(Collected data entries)

•••••

PR #94, opened 2026-04-24
Add Account Struct

jazzz:
This PR Adds a LogosAccount struct to prepare for MLS and PQ identity. 

This is added separately to reduce the noise in #92 

## Notes
- Depends on #93 
- Introduces a dependency on Openmls. The dependency is needed in the crate, however the direct dependency will be removed from `Account` in the future.

### DIFF
--- a/core/conversations/src/account.rs
+++ b/core/conversations/src/account.rs
@@ -4,7 +4,7 @@ use openmls_traits::signatures::Signer;
 
 use crate::types::AccountId;
 
-/// Logos Account provides represents a single account across
+/// Logos Account represents a single account across
 /// multiple installations and services.
 pub struct LogosAccount {
     id: AccountId,
--- a/core/conversations/src/account.rs
+++ b/core/conversations/src/account.rs
@@ -13,6 +13,9 @@ pub struct LogosAccount {
 }
 
 impl LogosAccount {
+    /// Create an LogosAccount using a pre-defined identifier.
+    /// This should only be used in test scenarios where the identifiers can be chosen
+    /// to ensure no conflicts between instances. Not suitable for production use.
     pub fn new_test(explicit_id: impl Into<String>) -> Self {
         let signing_key = Ed25519SigningKey::generate();
         let verifying_key = signing_key.verifying_key();
--- a/core/conversations/src/account.rs
+++ b/core/conversations/src/account.rs
@@ -29,7 +29,7 @@ impl LogosAccount {
 }
 
 impl Signer for LogosAccount {
-    // TODO: (P2) Remove OpenMLS references
+    // TODO: (P2) Remove OpenMLS dependency to make accounts more portable
     fn sign(&self, payload: &[u8]) -> Result<Vec<u8>, openmls_traits::signatures::SignerError> {
         Ok(self.signing_key.sign(payload).as_ref().to_vec())
     }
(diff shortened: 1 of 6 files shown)


core/conversations/src/account.rs
```diff
@@ -0,0 +1,40 @@
...
+/// Logos Account provides represents a single account across
+/// multiple installations and services.
+pub struct LogosAccount {
+    id: AccountId,
+    signing_key: Ed25519SigningKey,
+    verifying_key: Ed25519VerifyingKey,
+}
+
+impl LogosAccount {
+    pub fn new_test(explicit_id: impl Into<String>) -> Self {
```
kaichaosun, line 18: Better use `new`, with comment on when to use it and the plan to move forward.

core/conversations/src/account.rs
```diff
@@ -0,0 +1,40 @@
...
+        }
+    }
+
+    pub fn account_id(&self) -> &AccountId {
+        &self.id
+    }
+}
+
+impl Signer for LogosAccount {
+    // TODO: (P2) Remove OpenMLS references
```
kaichaosun: I'm confusing what this comment means.

core/conversations/src/account.rs
```diff
@@ -0,0 +1,40 @@
+use crypto::{Ed25519SigningKey, Ed25519VerifyingKey};
+use openmls::prelude::SignatureScheme;
+use openmls_traits::signatures::Signer;
+
+use crate::types::AccountId;
+
+/// Logos Account provides represents a single account across
```
osmaczko:
```suggestion
/// Logos Account represents a single account across
```

core/conversations/src/account.rs
```diff
@@ -0,0 +1,40 @@
...
+/// multiple installations and services.
+pub struct LogosAccount {
+    id: AccountId,
+    signing_key: Ed25519SigningKey,
+    verifying_key: Ed25519VerifyingKey,
```
osmaczko: Seems redundant. Isn't it cheaply derivable from `signing_key`?

osmaczko (approved):

core/conversations/src/account.rs
jazzz: Its not that expensive to generate, however it does result in an allocation for every call. Originally the struct contained no verifying_key however, all consumers require a reference to it. 

Seemed more straight forward to store the bytes, rather than worrying about ownership.

If its a sticking point happy to revert it, however it seemed less clear to me

core/conversations/src/account.rs
jazzz: New would imply that this is a constructor for a production Account. This is specifically to be used in test scenarios or clients prior to the blockchain integration. Calling it the primary constructor seems like it would be inaccurate and lead to breaking changes.

jazzz: <Added a comment to provide more clarity>

jazzz: Following up here, incase there is any confusion: given this function will be removed entirely soon - I thought including "test" in the name would be a warning for everyone - I've added a comment to reflect that as well. 

I don't have any blockers if anyone feels it needs to be changed - But my focus is entirely on decomposing #92  to make it easier to review.

kaichaosun (approved):
💯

•••••

Your goal
If a line in the records above has the word "entirely", copy it out.

Your response
jazzz: Following up here, incase there is any confusion: given this function will be removed entirely soon - I thought including "test" in the name would be a warning for everyone - I've added a comment to reflect that as well. 
I don't have any blockers if anyone feels it needs to be changed - But my focus is entirely on decomposing #92  to make it easier to review.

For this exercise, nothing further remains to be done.